* _Data for analysis_
════════════════

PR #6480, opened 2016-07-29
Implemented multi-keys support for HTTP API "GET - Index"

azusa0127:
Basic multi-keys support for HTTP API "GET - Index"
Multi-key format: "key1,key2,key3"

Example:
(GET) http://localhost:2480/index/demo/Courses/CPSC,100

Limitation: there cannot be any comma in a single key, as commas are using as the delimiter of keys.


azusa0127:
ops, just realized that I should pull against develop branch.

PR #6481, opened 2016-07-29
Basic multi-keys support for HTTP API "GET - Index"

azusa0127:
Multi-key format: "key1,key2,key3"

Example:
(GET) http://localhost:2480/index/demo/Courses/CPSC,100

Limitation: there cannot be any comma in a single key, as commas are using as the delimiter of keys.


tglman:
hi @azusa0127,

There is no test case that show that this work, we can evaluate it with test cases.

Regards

════════════════

* _Problem to work on_
The answer is the line holding "There is no" and all the lines after it through the end of the records, repeated exactly.

* _Finished task_
There is no test case that show that this work, we can evaluate it with test cases.

Regards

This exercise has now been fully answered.